• _What you are asked to do_: How many lines in the listing below contain the string "blocking"? Say only the number.

________________

PR #13202, opened 2022-06-01
Secure Variables: Build a path tree and traverse it at /variables/*path

### LINKED ISSUE #13094: UI: Treat Secure Variables index page list like a branching tree
- Terminal parts of paths (the part after the last `/`) should be links and be indented appropriately
- Non-terminal multi-child parts of the path should show up as links to their subdirectory
- Non-terminal parts of the path should show up as plain text

philrenaud:
Resolves #13094 

- Allows for easier traversal within the `/variables` route 
- Compacts "empty" directories to provide a structure like the following:

Given a variables list of:
```
["a/b/c/foo0",
"a/b/c/bar1",
"a/b/c/d/e/foo2",
"a/b/c/d/e/bar3",
"a/b/c/d/e/f/foo4",
"a/b/c/d/e/f/g/foo5",
"a/b/c/x/y/z/foo6",
"a/b/c/x/y/z/bar7",
"a/b/c/x/y/z/baz8",
"w/x/y/foo9",
"w/x/y/z/foo10",
"w/x/y/z/bar11"]
```

render a path structure, showing one level of depth at a time, like:
```
DIR a/b/c/
  VAR foo0
  VAR bar1
  DIR d/e/
    VAR foo2
    VAR bar3
    DIR f/
      VAR foo4
      VAR bar5
      DIR g/
        VAR foo6
        VAR bar7
        VAR baz8
DIR w/x/y/
  VAR foo9
  DIR z/
    VAR foo10
    VAR bar11

```
Note: since the `/a` and `/a/b` directories have no variables, they are compacted down to a single layer of depth, as far as the tree is concerned. This helps us eliminate user clicks in situations where all variables are structured deeply.

image

## TODO
- [ ] Tests for /path and utils/path-tree
- [ ] Table styling

#TO-MAYBE-DO
- [ ] Messaging on compacted-but-otherwise-empty paths (like `/a` in the `/a/b/c` chain mentioned above) currently has a "There are no variables here" messaging. Could un-compact the tree for scenarios like this instead.
- [ ] Make the trie algorithm in path-tree.js more efficient / use an insertion pattern rather than deletion


ui/app/routes/variables.js
```diff
@@ -13,9 +14,11 @@ export default class VariablesRoute extends Route.extend(WithForbiddenState) {
       this.router.transitionTo('/jobs');
     }
   }
-  model() {
+  async model() {
+    const variables = await this.store.findAll('variable');
     return RSVP.hash({
-      variables: this.store.findAll('variable'),
+      variables,
+      pathTree: new PathTree(variables),
```
philrenaud, line 21: the /variables route now returns both a PathTree (traversal structure) and the variables themselves (with all metadata and info, like time created). 

There is a design decision that could be made to combine these here, but it seems worthwhile to keep them separate.

ui/app/routes/variables/new.js
```diff
@@ -1,10 +1,11 @@
 import Route from '@ember/routing/route';
 
 export default class VariablesNewRoute extends Route {
-  model() {
-    return this.store.createRecord('variable');
+  model(params) {
+    return this.store.createRecord('variable', { path: params.path });
```
philrenaud, line 5: Nice little shortcut for when you are creating a new variable from within an existing directory; it pre-fills the path field and focuses your cursor after the last slash.

ui/app/routes/variables/path.js
```diff
@@ -0,0 +1,12 @@
+import Route from '@ember/routing/route';
+
+export default class VariablesPathRoute extends Route {
+  model({ absolutePath }) {
+    let treeAtPath = this.modelFor('variables').pathTree.findPath(absolutePath);
```
philrenaud, line 5: Originally written to let us do recursive tree traversal and can still be expanded to allow for that (we could have `<PathTree>` call itself with its children).

ui/app/routes/variables/variable.js
```diff
@@ -7,6 +7,6 @@ export default class VariablesVariableRoute extends Route.extend(
   WithModelErrorHandling
 ) {
   model(params) {
-    return this.store.findRecord('variable', params.path);
+    return this.store.findRecord('variable', decodeURIComponent(params.path));
```
philrenaud, line 10: Handle the possibility of a user pasting both `my/path/to` and `my%2fpath%2fto` correctly

ui/app/styles/components/secure-variables.scss
```diff
@@ -28,3 +28,13 @@
...
+
+.path-tree {
+  margin-left: 5px;
+  padding-left: 5px;
+  border-left: 1px dotted grey;
+  a {
+    font-weight: bold;
+    margin-left: 11px;
+  }
+}
```
philrenaud, line 40: Temporary / still unstyled

ui/app/utils/path-tree.js
```diff
@@ -0,0 +1,123 @@
+// @ts-check
```
philrenaud, line 1: The create-a-tree-from-paths-array class. 

Introduces a few JSDoc annotations to the codebase that I hope we can expand as well.

ui/tests/unit/utils/path-tree-test.js
```diff
@@ -0,0 +1,10 @@
+import pathTree from 'nomad-ui/utils/path-tree';
+import { module, test } from 'qunit';
+
+module('Unit | Utility | path-tree', function () {
+  // TODO: Replace this with your real tests.
```
philrenaud, line 5: Big TODO here!

ui/app/routes/variables/variable.js
ChaiWithJai: `nit`:  Should we extract this functionality into a function that creates a derived state variable.

Example:

```
const sanitizedPath = decodeURIComponent(path);

async model({path}) {
  return this.store.findRecord('variable', path);
}
```

ui/app/templates/variables/path.hbs
```diff
@@ -0,0 +1,48 @@
...
+{{/each}}
+  <section class="section">
+    <div class="toolbar">
+      <div class="toolbar-item is-right-aligned is-mobile-full-width">
+        <div class="button-bar">
+        {{!-- TODO: make sure qpNamespace persists to here --}}
+        {{#if (can "create variable" namespace=this.qpNamespace)}}
+          <LinkTo
+            @route="variables.new"
+            @query={{hash namespace=this.qpNamespace path=(concat this.model.absolutePath "/")}}
```
ChaiWithJai, line 13: `blocking`:  This breaks from an architectural pattern that I was hoping to persist from [RFC-130:  Namespaces as Identifiers](https://docs.google.com/document/d/1ssx1q0k1c3wYhSBS0DIY08njk3jfUdy2cODhgkC7c24/edit).

Is it out of the question to serialize namespaces into the identifier to avoid this pattern?

I could see this causing lurking bugs and confusion on how we handle namespaces and potentially preventing us from setting namespaces in the configuration as mentioned in the RFC comments.

ui/tests/unit/utils/path-tree-test.js
ChaiWithJai: Yup! This is going to be super helpful for documenting this feature.

ui/app/utils/path-tree.js
```diff
@@ -0,0 +1,123 @@
...
+                });
+            acc.root.children[cur.path].absolutePath = cur.path;
+          } else {
+            acc.root.files
+              ? acc.root.files.push({ name, absoluteFilePath })
+              : (acc.root.files = [{ name, absoluteFilePath }]);
+          }
+          return acc;
+        },
+        { root: { files: [], children: {}, absolutePath: '' } }
```
ChaiWithJai, line 98: `question`:  Should we extract this logic out so its more readable/testable?

ui/app/utils/path-tree.js
```diff
@@ -0,0 +1,123 @@
+// @ts-check
+
+// eslint-disable-next-line no-unused-vars
+import VariableModel from '../models/variable';
+// eslint-disable-next-line no-unused-vars
+import MutableArray from '@ember/array/mutable';
```
ChaiWithJai, line 6: `question`:  Are we actually relying on this array being mutable/reacting to updates?

ChaiWithJai (approved):
LGTM. My only blocking feedback is regarding namespaces being used as query parameters. Everything else is good to go IMO.

ui/app/utils/path-tree.js
philrenaud: We're relying on the **type** specifically; it's the param for our constructor. This allows us to do `<eventualArrName>.pushObject()` etc. without our typechecker saying that `pushObject doesn't exist on type Array`

ui/app/templates/variables/path.hbs
philrenaud: After a conversation: namespaces don't apply in the context of a .new page any more than they do for a .index page, so keeping this as is for now.

ui/app/utils/path-tree.js
ChaiWithJai: `question`: Where do we call `pushObject`? I just checked the diff and missed it.

`thought` `non-blocking`: Is there any concern that this would accidentally mutate? When invoking `PathTree` would we want to want to pass this in as `new PathTree(variables.removeArrayObserver)` to prevent a re-computation that would accidentally cause a re-render? My days with the `useEffect` hook have left me totally scarred so I'm just curious here.

PR #17194, opened 2023-05-15
acl: refactor acl.UpsertTokens to avoid unnecessary RPC calls

pkazmierczak:
New RPC endpoints introduced during OIDC and JWT auth perform unnecessary many RPC calls when they upsert generated ACL tokens, as [pointed out](https://github.com/hashicorp/nomad/pull/15918/files/223c764e82408f02c306d9ebf98477167a4c6a05#r1138684122) by @tgross. 

This PR moves the common logic from `acl.UpsertTokens` method into a helper method that contains common logic, and sidesteps authentication, metrics, etc.


tgross (approved):
LGTM! :+1:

________________

• _Solution to this problem_: 3